*** Opening RECORDS FOR THIS TASK ***

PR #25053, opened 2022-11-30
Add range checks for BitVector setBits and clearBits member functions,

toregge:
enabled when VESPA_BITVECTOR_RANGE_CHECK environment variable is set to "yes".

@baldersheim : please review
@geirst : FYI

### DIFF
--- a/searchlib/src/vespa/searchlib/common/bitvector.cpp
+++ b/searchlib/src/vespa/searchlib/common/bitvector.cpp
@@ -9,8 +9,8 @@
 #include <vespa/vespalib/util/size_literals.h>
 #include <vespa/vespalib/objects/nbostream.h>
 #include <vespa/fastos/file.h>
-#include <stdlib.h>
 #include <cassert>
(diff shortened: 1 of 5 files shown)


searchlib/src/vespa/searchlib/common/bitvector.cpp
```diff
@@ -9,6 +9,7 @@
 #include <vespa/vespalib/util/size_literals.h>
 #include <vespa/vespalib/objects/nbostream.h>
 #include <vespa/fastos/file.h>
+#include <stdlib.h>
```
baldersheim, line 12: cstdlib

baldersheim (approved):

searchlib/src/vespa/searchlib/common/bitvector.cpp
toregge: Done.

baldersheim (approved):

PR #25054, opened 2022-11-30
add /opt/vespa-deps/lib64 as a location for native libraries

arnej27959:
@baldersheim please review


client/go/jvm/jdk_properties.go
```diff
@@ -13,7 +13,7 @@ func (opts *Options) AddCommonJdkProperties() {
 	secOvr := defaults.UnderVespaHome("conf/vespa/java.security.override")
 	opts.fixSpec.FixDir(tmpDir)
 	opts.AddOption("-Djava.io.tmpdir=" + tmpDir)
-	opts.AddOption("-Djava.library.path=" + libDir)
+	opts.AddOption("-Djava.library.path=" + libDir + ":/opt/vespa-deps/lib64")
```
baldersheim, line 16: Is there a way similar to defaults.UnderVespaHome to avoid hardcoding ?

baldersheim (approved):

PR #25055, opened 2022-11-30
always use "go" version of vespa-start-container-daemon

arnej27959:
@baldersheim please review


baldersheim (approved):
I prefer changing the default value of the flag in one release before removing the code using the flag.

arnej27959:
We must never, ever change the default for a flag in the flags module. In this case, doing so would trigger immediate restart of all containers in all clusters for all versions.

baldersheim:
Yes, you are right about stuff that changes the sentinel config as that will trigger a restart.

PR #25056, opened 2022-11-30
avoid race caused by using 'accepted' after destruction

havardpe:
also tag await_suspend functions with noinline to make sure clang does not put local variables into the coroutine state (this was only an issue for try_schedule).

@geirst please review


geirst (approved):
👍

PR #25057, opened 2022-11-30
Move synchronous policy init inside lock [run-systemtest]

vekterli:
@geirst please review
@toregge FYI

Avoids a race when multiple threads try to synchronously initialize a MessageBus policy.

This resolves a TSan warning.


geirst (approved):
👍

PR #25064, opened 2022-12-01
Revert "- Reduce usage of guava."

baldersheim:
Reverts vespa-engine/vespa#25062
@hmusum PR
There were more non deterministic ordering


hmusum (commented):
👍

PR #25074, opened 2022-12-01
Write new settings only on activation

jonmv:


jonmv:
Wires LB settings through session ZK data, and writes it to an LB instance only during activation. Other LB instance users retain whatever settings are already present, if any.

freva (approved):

*** Closing RECORDS FOR THIS TASK ***
*** Opening RECORDS FOR THIS TASK ***

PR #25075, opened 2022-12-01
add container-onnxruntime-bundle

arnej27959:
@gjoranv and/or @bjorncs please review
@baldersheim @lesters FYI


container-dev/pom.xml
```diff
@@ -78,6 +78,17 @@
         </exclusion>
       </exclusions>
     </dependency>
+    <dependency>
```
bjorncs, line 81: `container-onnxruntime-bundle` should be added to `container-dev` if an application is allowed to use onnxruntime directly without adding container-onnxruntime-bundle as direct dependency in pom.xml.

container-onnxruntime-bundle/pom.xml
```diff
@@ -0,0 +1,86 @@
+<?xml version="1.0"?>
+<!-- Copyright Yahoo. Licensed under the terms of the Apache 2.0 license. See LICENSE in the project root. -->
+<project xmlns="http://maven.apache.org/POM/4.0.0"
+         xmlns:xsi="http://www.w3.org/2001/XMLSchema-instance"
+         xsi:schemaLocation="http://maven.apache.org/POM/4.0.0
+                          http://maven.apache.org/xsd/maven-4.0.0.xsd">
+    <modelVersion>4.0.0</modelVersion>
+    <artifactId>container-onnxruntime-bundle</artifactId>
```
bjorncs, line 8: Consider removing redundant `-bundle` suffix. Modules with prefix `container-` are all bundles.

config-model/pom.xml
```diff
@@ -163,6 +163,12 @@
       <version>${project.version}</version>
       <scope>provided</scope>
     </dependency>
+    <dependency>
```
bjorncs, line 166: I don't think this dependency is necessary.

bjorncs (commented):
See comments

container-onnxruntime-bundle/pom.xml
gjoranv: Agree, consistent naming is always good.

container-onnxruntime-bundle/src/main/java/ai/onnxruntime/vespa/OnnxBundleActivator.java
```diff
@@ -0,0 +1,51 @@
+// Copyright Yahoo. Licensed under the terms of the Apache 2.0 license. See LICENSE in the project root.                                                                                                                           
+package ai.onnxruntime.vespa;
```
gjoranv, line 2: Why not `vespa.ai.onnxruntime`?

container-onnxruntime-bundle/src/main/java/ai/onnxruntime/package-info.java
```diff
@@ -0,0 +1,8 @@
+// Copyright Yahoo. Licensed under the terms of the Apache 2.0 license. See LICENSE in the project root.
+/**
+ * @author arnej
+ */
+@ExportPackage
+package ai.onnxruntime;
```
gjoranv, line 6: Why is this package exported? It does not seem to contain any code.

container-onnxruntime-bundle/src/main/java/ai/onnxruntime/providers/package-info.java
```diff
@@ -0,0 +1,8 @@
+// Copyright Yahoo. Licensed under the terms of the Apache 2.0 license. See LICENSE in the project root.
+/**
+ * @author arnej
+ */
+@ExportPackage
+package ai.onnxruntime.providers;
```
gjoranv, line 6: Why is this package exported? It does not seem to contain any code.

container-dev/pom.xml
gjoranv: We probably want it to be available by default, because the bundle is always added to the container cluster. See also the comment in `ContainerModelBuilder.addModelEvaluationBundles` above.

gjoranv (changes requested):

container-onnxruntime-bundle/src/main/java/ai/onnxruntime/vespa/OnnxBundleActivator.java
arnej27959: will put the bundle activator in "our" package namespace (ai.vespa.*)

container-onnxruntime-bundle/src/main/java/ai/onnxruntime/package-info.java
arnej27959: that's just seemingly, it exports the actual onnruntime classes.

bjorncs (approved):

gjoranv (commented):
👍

*** Closing RECORDS FOR THIS TASK ***

The answer must consist of every line from the entries that holds the string "library".

■ **RESPONSE**
-	opts.AddOption("-Djava.library.path=" + libDir)
+	opts.AddOption("-Djava.library.path=" + libDir + ":/opt/vespa-deps/lib64")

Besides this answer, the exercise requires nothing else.